>>

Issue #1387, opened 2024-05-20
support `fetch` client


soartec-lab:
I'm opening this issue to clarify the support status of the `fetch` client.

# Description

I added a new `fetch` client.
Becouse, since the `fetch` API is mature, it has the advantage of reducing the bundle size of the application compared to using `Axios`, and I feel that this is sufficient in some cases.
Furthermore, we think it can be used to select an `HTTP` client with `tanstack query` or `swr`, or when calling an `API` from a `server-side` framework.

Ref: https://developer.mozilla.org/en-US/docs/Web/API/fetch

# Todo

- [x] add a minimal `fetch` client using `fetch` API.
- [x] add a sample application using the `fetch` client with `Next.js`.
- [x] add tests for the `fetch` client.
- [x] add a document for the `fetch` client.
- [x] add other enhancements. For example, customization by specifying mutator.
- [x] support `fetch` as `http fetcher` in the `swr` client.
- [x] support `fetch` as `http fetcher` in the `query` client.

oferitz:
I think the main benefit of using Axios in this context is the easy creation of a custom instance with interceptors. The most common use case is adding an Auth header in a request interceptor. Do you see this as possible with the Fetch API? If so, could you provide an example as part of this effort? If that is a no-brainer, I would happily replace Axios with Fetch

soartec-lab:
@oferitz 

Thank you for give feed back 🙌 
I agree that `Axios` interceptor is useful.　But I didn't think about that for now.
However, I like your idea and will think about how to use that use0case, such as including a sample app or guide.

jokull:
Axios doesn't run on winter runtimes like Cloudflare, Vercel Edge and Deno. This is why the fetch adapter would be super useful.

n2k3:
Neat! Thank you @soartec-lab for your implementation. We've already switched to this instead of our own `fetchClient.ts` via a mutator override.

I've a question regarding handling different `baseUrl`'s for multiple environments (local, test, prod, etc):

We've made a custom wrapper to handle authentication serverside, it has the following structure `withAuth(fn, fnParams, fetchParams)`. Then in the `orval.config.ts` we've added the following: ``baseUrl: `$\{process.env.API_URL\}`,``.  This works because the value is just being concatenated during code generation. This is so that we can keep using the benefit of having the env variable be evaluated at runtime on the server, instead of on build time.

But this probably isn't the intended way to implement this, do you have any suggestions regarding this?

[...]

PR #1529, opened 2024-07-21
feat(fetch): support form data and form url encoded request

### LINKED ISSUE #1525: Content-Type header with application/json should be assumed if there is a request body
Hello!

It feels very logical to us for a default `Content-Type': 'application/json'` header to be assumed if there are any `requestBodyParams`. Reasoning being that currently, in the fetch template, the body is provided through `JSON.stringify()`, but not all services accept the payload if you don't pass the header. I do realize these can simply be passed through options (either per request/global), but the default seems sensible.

<<
>>

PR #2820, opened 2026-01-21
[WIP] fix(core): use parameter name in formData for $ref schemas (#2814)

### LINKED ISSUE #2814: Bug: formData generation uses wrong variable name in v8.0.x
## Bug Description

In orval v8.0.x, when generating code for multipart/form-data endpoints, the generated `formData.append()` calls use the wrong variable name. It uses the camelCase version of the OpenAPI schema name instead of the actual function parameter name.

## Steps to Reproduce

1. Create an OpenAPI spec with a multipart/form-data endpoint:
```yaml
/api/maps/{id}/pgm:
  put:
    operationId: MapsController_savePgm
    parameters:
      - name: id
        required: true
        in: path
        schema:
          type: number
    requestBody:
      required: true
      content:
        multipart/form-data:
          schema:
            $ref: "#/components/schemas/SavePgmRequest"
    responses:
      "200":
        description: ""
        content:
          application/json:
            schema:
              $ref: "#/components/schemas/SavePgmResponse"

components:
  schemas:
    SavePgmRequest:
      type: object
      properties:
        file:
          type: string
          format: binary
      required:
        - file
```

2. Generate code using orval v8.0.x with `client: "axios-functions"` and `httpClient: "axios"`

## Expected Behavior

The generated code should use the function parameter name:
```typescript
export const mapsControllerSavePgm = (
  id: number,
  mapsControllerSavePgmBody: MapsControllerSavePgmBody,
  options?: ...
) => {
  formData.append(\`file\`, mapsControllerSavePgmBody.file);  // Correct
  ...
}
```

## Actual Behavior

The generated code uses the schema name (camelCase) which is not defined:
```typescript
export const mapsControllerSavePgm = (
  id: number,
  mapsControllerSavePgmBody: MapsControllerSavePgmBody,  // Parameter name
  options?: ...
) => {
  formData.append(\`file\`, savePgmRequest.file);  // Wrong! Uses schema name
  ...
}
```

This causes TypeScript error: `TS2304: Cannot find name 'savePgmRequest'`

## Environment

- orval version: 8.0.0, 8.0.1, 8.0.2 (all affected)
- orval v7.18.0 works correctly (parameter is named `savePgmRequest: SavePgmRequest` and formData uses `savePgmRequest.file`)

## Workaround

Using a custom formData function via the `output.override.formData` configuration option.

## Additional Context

<<

■ AIM OF THE TASK ■
Begin at the line above that has "The generated code uses" and stop after the line that has "## Additional Context", copying each line exactly and adding nothing else.

■ ANSWER TO THIS PROBLEM ■
The generated code uses the schema name (camelCase) which is not defined:
```typescript
export const mapsControllerSavePgm = (
  id: number,
  mapsControllerSavePgmBody: MapsControllerSavePgmBody,  // Parameter name
  options?: ...
) => {
  formData.append(\`file\`, savePgmRequest.file);  // Wrong! Uses schema name
  ...
}
```

This causes TypeScript error: `TS2304: Cannot find name 'savePgmRequest'`

## Environment

- orval version: 8.0.0, 8.0.1, 8.0.2 (all affected)
- orval v7.18.0 works correctly (parameter is named `savePgmRequest: SavePgmRequest` and formData uses `savePgmRequest.file`)

## Workaround

Using a custom formData function via the `output.override.formData` configuration option.

## Additional Context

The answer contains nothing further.